I'm just curious as to what everyone's take is on a harness vs. a collar, and why you use one or the other?



I use harnesses for all of my dogs. I found that, on a collar, Ryou and Kuso would both pull and pull and pull, and just choke themselves no matter what I did. On a harness, however, they don't pull nearly as much, I have much better control, and when I ask of them to slow down, they generally do. They also don't choke themselves as bad when they do pull.

Amaya also would pull really bad in a collar, but never as bad as Ryou and Kuso, and in a harness, she's an absolute doll, except when she wants to chase after objects blowing down the street! I find that, when this happens, I can easily pull her back onto the sidewalks without yanking her or choking her, and she isn't hardly effected by this. When I'd pull her back onto the sidewalk when she had a collar on, it damaged her, even though I wasn't meaning to hurt or scare her, but just keep her from getting run over.

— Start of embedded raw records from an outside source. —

PR #8972, opened 2021-09-07
Implement video trimming logic

### LINKED ISSUE #8891: Implement video trimming logic
## Feature Description

Implement the actual video trimming logic that is missing after #8890 has been created.

- [ ] Create new video asset in WordPress
- [ ] Make sure new video asset is hidden from media library
- [ ] Associate link to original video + offsets as metadata to new video asset

spacedmonkey:
## Summary

- Add a `web_stories_trim` post meta
- Create a new function in [useProcessMedia](https://github.com/google/web-stories-wp/blob/main/packages/story-editor/src/app/media/utils/useProcessMedia.js), similar to [muteExistingVideo](https://github.com/google/web-stories-wp/blob/6ed8435270cfa5470dbcc2df05241d739df034ea/packages/story-editor/src/app/media/utils/useProcessMedia.js#L171-L255). This would take the following params, resource, startTime, endTime. We will reuse logic that copies over data in the rest api. This will handle adding the new video to the media queue and updating existing elements in the pages.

I use just a regular step in harness. I prefer Lupine, because they've got neat designs, and they're guaranteed, even against chewing. So that harness Kuso chewed up last week will eventually get sent back in so I can get a new one. haha. Until then, separate walks, and/or parents' house to run around in their nice, big backyard.


----------



## CorgiPaws (Mar 31, 2009)

I use a harness with annie, only because her neck is as thick as her head, and she can slip out of collars so easily, even if they're properly fitted. They have to be choking her tight for her to not be able to slip out.


----------



## eternalstudent (Jul 22, 2010)

I had the same trouble with becka even at 8 weeks when we started on the collar and lead she would pull ahead (I was using the post method of lead training) until she choked herself. She would end up coming back from a 10 minute 40 yard walk with red eyes from the strain :-(. 

I changed to a rope lead that I twist as a bit-less-bridle so it acts as a head control harness, this has worked wonders as instead of choking it just closes the mouth. 

I do have a harness which I use when I have to leave her on a chain in the yard when I am doing the gardening (I have not got the stone eating habit out of her yet so I can not trust her yet on her own in a whole!!)


----------



## DaneMama (Jun 27, 2008)

CorgiPaws said:


> I use a harness with annie, only because her neck is as thick as her head, and she can slip out of collars so easily, even if they're properly fitted. They have to be choking her tight for her to not be able to slip out.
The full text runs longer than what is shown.